This is just one short scene, but it works so well because, just for an instant, we feel like we're inside a strange, complicated, alien mind. And we do this with all sorts of things in the story. (It's just one of a million things that Vandermeer does really well: his stories are full of little details like this, and it makes them a lot richer).
Now, the story itself is pretty different from Annihilation. The characters are less likeable, less likeable per se, less weird, less "real" -- but they're still recognizable as people, and they seem plausible in a way that the characters in Annihilation never did. This is because the story is so good at making you feel in control of the things in the story -- there's a sense that all these little scenes are coming together to make sense, to give you a story with a shape that you can understand.
A lot of that comes from the way the characters think -- they're not necessarily "right" in any way, but they come across as genuinely strange in the ways that Vandermeer wants you to find them weird.
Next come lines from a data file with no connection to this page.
Issue #537, opened 2019-11-11
Document design guidelines


PVince81:
TODO: copy result of UX workshop here

PVince81:
- [ ] accessibility: use tables and not divs to make tables
- [ ] button name must match action (ex: "Delete" instead of "OK")
- [ ] try to avoid modals as far as possible (check other solutions)
- [ ] decide on styling when folder / file or user is mentionned in sentences / prompts, etc (for example: bold or italic, quotes, ...)
   - [ ] => have a design system component with the styles
   - [ ] => could apply to emails as well
- [ ] always use text in icon buttons except for obvious cases (like a cross for closing)
- [ ] remove button or any controls instead of disabling whenever a feature is not accessible
- [ ] tone of voice, when to use "you" and "me" (open)
- [ ] to work on, how to display errors, validation, etc (open)

@marcus-herrmann above is the result of the workshop discussion
if you feel like some topics are too broad and need discussion, please raise a separate ticket for it and link in the checkbox row

marcus-herrmann:
@PVince81 First draft: https://github.com/owncloud/owncloud-design-system/pull/542

marcus-herrmann:
> @PVince81 First draft: #542

@PVince81 is this (#542) what you had in mind?

pascalwengerter:
Closing this as party fixed / outdated / tracked elsewhere (e.g. #1193 )

PR #542, opened 2019-11-12
Add interface guidelines, for #537

marcus-herrmann:
Results of the workshop, destilled in Interface Guidelines documentation page

### DIFF
--- a/docs/guidelines.md
+++ b/docs/guidelines.md
@@ -1,0 +1,35 @@
+## Interface Element Guidelines
+
+### Be empathetic
+
+Have in mind that the interface is not built only for able-bodied people but for all humans. Therefore make sure that it can be used, for example, in an non-visual way (e.g. relying on the DOM created by JavaScript) or with non-pointer devices like mouse and touch (e.g. keyboard-only or single-switch devices). Test your work in as many forms of [assistive technology](https://webaccess.berkeley.edu/resources/assistive-technology) as possible.
+
+### Supply meaning with the right choice of elements
+
+Regardless of the visual representation, choose a meaningful and semantic HTML element when building a component. [Find a list of elements here at MDN](https://developer.mozilla.org/en-US/docs/Web/HTML/Element). If an interface concept does not find a match in HTML, supply meaning, information about state, role, relation and name of an element via [WAI-ARIA](https://www.w3.org/TR/wai-aria/).
+
+#### Example: Tabular Content
+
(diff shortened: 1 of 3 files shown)


marcus-herrmann:
@PVince81 Is that the type of documentation you had in mind?

docs/guidelines.md
```diff
@@ -0,0 +1,35 @@
...
+
+#### Example: Tabular Content
+
+When outputting a large amount of structured data and related actions to said data are present, grid-like and single sets of data are ordered in columns (like in the `OcFileList` component), whereas single files and folders are ordered in rows, choose the `table` element.
+
+#### Example: Crucial controls
+
+A semantic choice of elements is important on the most vital elements of Phoenix (such as controls related to files and folders), especially for users who do not use a pointing device. Make sure that a control is focusable and conveys its state and function. In the case of the file and folder example mentioned above differentiate between changing the state of the web-app (`<button>`, triggers non-modal dialog, editor) and changing the location (`<a href="/">`, leads to a route, showing contents of a sub folder).
```
PVince81: don't mention Phoenix. the design system could be used elsewhere

docs/guidelines.md
```diff
@@ -0,0 +1,35 @@
...
+
+The use of the "modal dialog" design pattern should be avoided. Its character is to force a certain interface element into the users field of view and focus, while simultaneously disabling all other present interface elements. The purpose of a modal dialog is to force a user decision. Alternatives could be: non-modal dialogs, disclosure widgets, inline-editing, undo functionality.
+
+### Emphasize core entities
+
+If core entities (Files, Folders, Users) are mentioned in the interface's copy (also applying to HTML e-mails sent by the system), emphasize its mentions by text format (bold, italic ) or by putting the mention in quotes.
+
+### Choose hiding over disabling interactive elements
+
+Instead of disabling elements that are not accessible to a user (for example due to a lack of role privileges on their account) hide irrelevant controls altogether.
```
PVince81: doesn't necessarily apply for a "Save" button for example, as the button should be disabled until all required fields and validation errors are solved (I'm mentionning this detail because we had a "Save" button that hid itself before)

marcus-herrmann: Modified both.

marcus-herrmann:
@PVince81 Updated this PR with context why a change of a `role` on an element alone is not advisable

Take the two characters in "Other Mother": they talk like this:
They're in the wrong room.
Marybeth's voice was pitched an octave lower than usual, but the words were as loud and clear as any I'd heard from her since high school.
There's a certain amount of awkwardness in correcting someone's pronunciation. One has to try to ignore the fact that one is making a fool of oneself by trying to be a linguist.
"I'm not in the right room," I said.
They looked at me blankly. The woman's eyes were as dark as her son's, and her brow was a line of heavy shadow. Her face was a study in shadow, and in spite of myself I felt a chill steal over me.
"No," I said. "We're in the right room. Right... room."
There's not a word here that you wouldn't expect from a human being.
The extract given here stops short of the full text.